PKC immunoassays. Gallbladder epithelial cells at days 5-6 of primary culture were incubated for 10 min, with or without PMA (0.16 µmol/l), TCDC (0.5 mmol/l), or TUDC (0.5 mmol/l) in Ultroser G-free DMEM/Ham's F-12. Cells were then harvested and sonicated in ice-cold buffer containing 10 mmol/l Tris · HCl (pH 7.5), 0.25 mol/l sucrose, 0.2 mmol/l CaCl2, and protease inhibitor cocktail (from Roche, Meylan, France). After the addition of EDTA at a final concentration of 1 mmol/l, the samples were centrifuged at 100,000 g for 60 min. The crude membrane pellet was suspended in a buffer containing 20 mmol/l Tris · HCl (pH 7.5), 0.25 mol/l sucrose, 1 mmol/l EDTA, 1 mmol/l EGTA, 10 mmol/l 2-mercaptoethanol, protease inhibitor cocktail, and 1% Triton X-100. After sonication on ice, and centrifugation at 100,000 g for 60 min, insoluble material was discarded and the supernatant was collected as a solubilized membrane fraction. Membrane proteins (10 µg) were then subjected to electrophoresis through a 7.5% SDS polyacrylamide gel, and transferred to polyvinylidene difluoride membranes. Immunoblotting was performed using monoclonal antibodies raised against alpha -, beta -, gamma -, delta -, and epsilon -isoforms (Transduction Laboratories, Le Pont-de-Claix, France), at concentrations of 0.25-1 mg/l. Immunoreactivity was revealed by enhanced chemiluminescence (Amersham, Les Ulis, France).
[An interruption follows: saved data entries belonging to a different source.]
PR #1216, opened 2022-03-30
ci: Add ODD file hash checks, parametrize CKF example test

paulgessinger:
This requires a couple of changes:
1. Turn off the log failure thresholds for the Python based tests
   (otherwise setup becomes too complicated)
2. Run the physmon step **before** the python based tests: if the tests
   fail, the physmon html page will still be uploaded and accessible
   this way

I also change the implementation of the CKF tracks example test: it's
now parametrized via pytest to run the three configurations (seeded,
truth estimated, truth smeared) from before, and in addition runs it
with the ODD and the generic detector. I had to drop the numerical event
count checks for that to work, but that should be covered by the hash
check anyway (if the count changes the hash changes).

I'm also bumping the number of events for these checks from 10 to 100.

Finally, sparked by https://github.com/acts-project/acts/pull/1174, I'm
switching the operation mode of the physics monitoring to not fail the
job even if the comparisons fail. Let's try this workflow instead:

1. We try to cover the physics monitoring scenarios with hash checks
   also
2. The hash checks notify us if the output changes
3. We manually check the physics monitoring HTML file to get an idea
   whether the output changes are expected / tolerable


paulgessinger:
Let's hold this until https://github.com/acts-project/acts/pull/1174 is merged.

paulgessinger:
@asalzburger can you have a quick look at this?

CI/physmon/phys_perf_mon.sh
```diff
@@ -27,7 +27,7 @@ function run() {
     histcmp \
         --label-reference=$refcommit \
         --label-monitored=$commit \
-        "$@"
+        "$@" || true
```
stephenswat, line 30: Just out of curiosity, why is this needed if `set +e` is set?

stephenswat (approved):
Agreed that this is sensible.

CI/physmon/phys_perf_mon.sh
paulgessinger: Because I used to collect the exit codes and combine them for the script exit code. I didn't want to completely remove that combination logic, and keep it for now, so I write 1 into `$ec` here. I could also do this differently, you're correct.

Chloride efflux assay. Chloride efflux was measured as described (15). Gallbladder epithelial cells at days 5-6 of primary culture were loaded with 36Cl (5 µCi/ml) in efflux buffer containing (in mmol/l) 140 NaCl, 4 KCl, 1 KH2PO4, 2 MgCl2, 1 CaCl2, 10 glucose, and 10 HEPES, pH 7.4, for 1 h at 37°C. Cells were washed rapidly three times with 1 ml of isotope-free buffer, which was then replaced at 2-min intervals, before stimulating agents were added in 1 ml of efflux buffer, whereas efflux buffer alone was added to the controls. The following agents were tested: isoproterenol (10 µmol/l) and CPT-cAMP (0.2 mmol/l) alone or combined with TCDC (0.5 mmol/l) and TUDC (0.5 mmol/l). Where indicated, the efflux buffer at all time points contained DPC (1 mmol/l) or DIDS (1 mmol/l) chloride channel blockers, or BAPTA/AM (50 µmol/l), a chelator of intracellular calcium. At the end of experiments, the cells were solubilized in 1 mol/l NaOH, and samples were counted for radioactivity. The efflux was calculated as the ratio of radioactivity in the efflux sample at a given time to the total radioactivity present in the cells during the previous 2-min interval. Increases in chloride efflux expressed in percent were calculated as the ratio between the peak of chloride efflux occurring 2-4 min after stimulation and the chloride efflux measured immediately before stimulation (basal level).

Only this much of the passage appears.